INDIA'S STATUTORY FRAMEWORK


This idea is codified in Section 16 of the Arbitration and Conciliation Act, 1996 in Indian law. The arbitral tribunal is permitted to rule on its own jurisdiction, according to this clause. A change was made to the 1996 Act in 2015. As a result of this Amendment, Section 16's perspectives were effectively enlarged. Section 16 now covers issues such as limitation, agreement, and satisfaction. As a result, if a party chooses to contest the arbitral tribunal's jurisdiction,


Section 16 sets a deadline for a party to the arbitration proceedings to file a plea before the panel claiming that the tribunal lacks jurisdiction. Section 16(2) specifies that such a plea may not be raised after the statement of defence has been filed. When an issue considered to be beyond the tribunal's area of jurisdiction is raised during the proceedings, a plea stating that the tribunal has exceeded its authority must be raised as quickly as possible. In Olympus, the Supreme Court defined the situation.

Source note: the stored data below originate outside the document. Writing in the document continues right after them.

PR #243, opened 2022-08-04
Make WizardDialog standard PrimaryModal not ApplicationModal 

### LINKED ISSUE #242: Why is WizardDialog so hard coded to SWT.APPLICATION_MODAL ?
if i look at the code i see this:

```
	private static int getShellModality(boolean modal) {
		return modal ? SWT.APPLICATION_MODAL : SWT.NONE;
	}
```

which is called in the constructor, also i see this:

```
	public WizardDialog setModal(boolean modal) {
		setShellStyle(getShellStyle() & ~SWT.APPLICATION_MODAL | getShellModality(modal));
		return this;
	}
```

and

```
	public boolean isModal() {
		return (getShellStyle() & SWT.APPLICATION_MODAL) == SWT.APPLICATION_MODAL;
	}
```

but i don't want our wizard dialogs to be application modal but SWT.PRIMARY_MODAL 
because they only should block the window that triggers them, there parent, not other windows. those can be completely different things.

But it is now so hard coded even if we just override it like overwriting setShellStyle then it kind of breaks isModal()

it would be very nice if there was a static? global var:

public static int DEFAULT_MODAL_STYLE = SWT.APPLICATION_MODAL;

and getShellModality would return that.
that by the start of the application we could do WizardDialog.DEFAULT_MODAL_STYLE  = SWT.PRIMARY_MODAL

and all of them would then work this way

i think isModal should be something like

```
	public boolean isModal() {
		return (getShellStyle() & SWT.APPLICATION_MODAL) == SWT.APPLICATION_MODAL ||
                            (getShellStyle() & SWT.PRIMARY_MODAL) == SWT.PRIMARY_MODAL;
	}
```

jcompagner:
fixes #242

### DIFF
--- a/bundles/org.eclipse.jface/src/org/eclipse/jface/wizard/WizardDialog.java
+++ b/bundles/org.eclipse.jface/src/org/eclipse/jface/wizard/WizardDialog.java
@@ -319,8 +319,8 @@ public class WizardDialog extends TitleAreaDialog implements IWizardContainer2, 
 	 * Sets the shell style of the wizard dialog.
 	 * <p>
 	 * Examples:<br>
-	 * To use the default style without the SWT.APPLICATION_MODAL bit:<br>
-	 * <code>setShellStyle(getShellStyle() &amp; ~SWT.APPLICATION_MODAL)</code>
+	 * To use the default style without the SWT.PRIMARY_MODAL bit:<br>
+	 * <code>setShellStyle(getShellStyle() &amp; ~SWT.PRIMARY_MODAL)</code>
 	 * <p>
 	 * To use the default style without the SWT.RESIZE bit:<br>
 	 * <code>setShellStyle(getShellStyle() &amp; ~SWT.RESIZE)</code>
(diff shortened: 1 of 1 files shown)


vogella:
Thanks, please enhance the commit message with a detailed descriptioin instead of pointing only to the issue, we want as much documentation as possible in the commit messages.

vogella:
Thanks @jcompagner LGTM and works well.

Thanks for this change.

bundles/org.eclipse.jface/src/org/eclipse/jface/wizard/WizardDialog.java
```diff
@@ -368,7 +368,8 @@ public WizardDialog setModal(boolean modal) {
 	 * @see #setShellStyle(int)
 	 */
 	public boolean isModal() {
-		return (getShellStyle() & SWT.APPLICATION_MODAL) == SWT.APPLICATION_MODAL;
+		return (getShellStyle() & SWT.PRIMARY_MODAL) == SWT.PRIMARY_MODAL
+				|| (getShellStyle() & SWT.PRIMARY_MODAL) == SWT.APPLICATION_MODAL;
```
iloveeclipse, line 372: Copy/paste error here.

The usage of the terms "as soon as" and "no later than" in the clause show that such a plea must be taken without excessive delay, according to Superstructure Pvt. Ltd. v. Meena Vijay Khetan. The tribunal, on the other hand, has the authority to accept a plea as described above if it believes the reason for the delay in filing a plea is legitimate.


JUDICIAL PRECEDENCE IN INDIA


Many times, Section 16 has been read in conjunction with Section 11 of the Act, which deals with the appointment of arbitrators. In the case of SBP & Co. v. Patel Engineering in 2005, Section 16 was combined with Section 11 for the first time. In this instance, the Supreme Court effectively undercut the Kompetenz-Kompetenz theory.

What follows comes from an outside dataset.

PR #244, opened 2022-08-04
Revert "Remove animations from progress toolbar control"

jukzi:
Reverts eclipse-platform/eclipse.platform.ui#141

The commit deleted the wrong - working(!) - progress in the system task bar,.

"Where jurisdictional problems are resolved under Section 11 before a reference is made, Section 16 cannot be construed to authorise the arbitral tribunal to disregard the decision delivered by the judicial authority or the Chief Justice before the reference was made," the Court said. This decision drew a lot of criticism because it weakened the power of the arbitral tribunal mentioned.


The Supreme Court detailed its interpretation of Section 16 in the matter of Indian Farmers Fertilizers Cooperative Limited v. Bhadra Products. The question in this case was whether limitation is a jurisdictional issue within the arbitral tribunal's jurisdiction or an issue that the panel must consider separately at a later time.


The Supreme Court determined that the issue of limitation is not a jurisdictional issue that must be resolved under Section 16 of the Act. The Court further decided that an arbitral tribunal's order on the issue of limitation should be interpreted as an interim award entitled to appeal under Section 34 of the Act.